Work to be completed => Each line of the records containing "marks" is to be copied out and returned.

Source material =>
┌──

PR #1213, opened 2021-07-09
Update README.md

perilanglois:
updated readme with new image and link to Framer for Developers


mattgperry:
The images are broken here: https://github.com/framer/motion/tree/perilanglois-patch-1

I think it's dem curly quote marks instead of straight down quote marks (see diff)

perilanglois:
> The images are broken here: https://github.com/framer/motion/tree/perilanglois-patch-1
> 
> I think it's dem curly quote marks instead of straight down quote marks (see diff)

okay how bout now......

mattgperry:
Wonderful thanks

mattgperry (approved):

└──

Solution to the problem =>
I think it's dem curly quote marks instead of straight down quote marks (see diff)
> I think it's dem curly quote marks instead of straight down quote marks (see diff)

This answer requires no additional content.